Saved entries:

PR #129, opened 2016-11-27
Do not throw an assertion when processing a light source shader input…

Moguri:
… that does not have a light

Instead, return an identity matrix. This allows shaders to use an
arbitrary size for p3d_LightSource instead of needing to know the number
of lights ahead of time. Extra lights should not affect the final
shading result.


rdb:
I decided to just implement this with the proper values that gl_LightSource would give in this case.  This follows the defaults specified on page 61 of the OpenGL 2.1 spec.

This makes light source 0 have a default white diffuse colour, which makes sure that a scene without lighting shows up as expected, making emulation of FFP behaviour easier.

PR #130, opened 2016-11-27
Do not call expensive BulletDebugNode::sync_b2p() if the node is not in a live scenegraph

Moguri:
I have some code [here](https://github.com/Moguri/prototype-lithium/blob/master/game/lithium/components.py#L211) that attempts to toggle Bullet debug drawing on/off. To my surprise, the very expensive BulletWorld::sync_b2p() was still being called even though the BulletDebugNode was not visible (or even in the scenegraph).

I've switched my code to use explicit show()/hide() calls, which prevents the debug code from running and killing my frame time. However, this PR may still be useful to others.

### DIFF
--- a/panda/src/bullet/bulletDebugNode.cxx
+++ b/panda/src/bullet/bulletDebugNode.cxx
@@ -180,7 +180,7 @@ draw_mask_changed() {
 void BulletDebugNode::
 sync_b2p(btDynamicsWorld *world) {
 
-  if (is_overall_hidden()) return;
+  if (is_overall_hidden() || !is_under_scene_root()) return;
 
   nassertv(get_num_geoms() == 2);
 


rdb:
Hmm, I'm not intimately familiar with `is_under_scene_root()`, but I'm aware of Panda games that have a scene graph for Bullet physics without using it for rendering.  I believe this change would cause these applications to stop working.

rdb:
Thanks a lot for the contribution!

The reason I feel a bit reluctant about this PR is because the implementation of `is_under_scene_root()` is slow and hacky: it recursively iterates through the parents, and then iterates over all the windows and their regions on the main GraphicsEngine to see whether any of them have that top node set as root, which could quickly exponentially expand for a nested scene graph in a RenderPipeline programs.  (I don't have any numbers to test the performance, though.  If it turns out not to matter much, I wouldn't object to this PR as a stopgap measure.)

I think a better way to fix this is to instead do the debug drawing via `cull_callback`, in the same way that CollisionNode does it (creating viz nodes and traversing those) or by rendering the created geoms via `add_for_draw`.  This way we are assured that Panda will only call it when it's about to render the debug node.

▶ TASK TO COMPLETE
In the records above, locate each line with the word "scenegraph". Copy all such lines.

▶ SOLUTION FOR THIS PROBLEM
Do not call expensive BulletDebugNode::sync_b2p() if the node is not in a live scenegraph
I have some code [here](https://github.com/Moguri/prototype-lithium/blob/master/game/lithium/components.py#L211) that attempts to toggle Bullet debug drawing on/off. To my surprise, the very expensive BulletWorld::sync_b2p() was still being called even though the BulletDebugNode was not visible (or even in the scenegraph).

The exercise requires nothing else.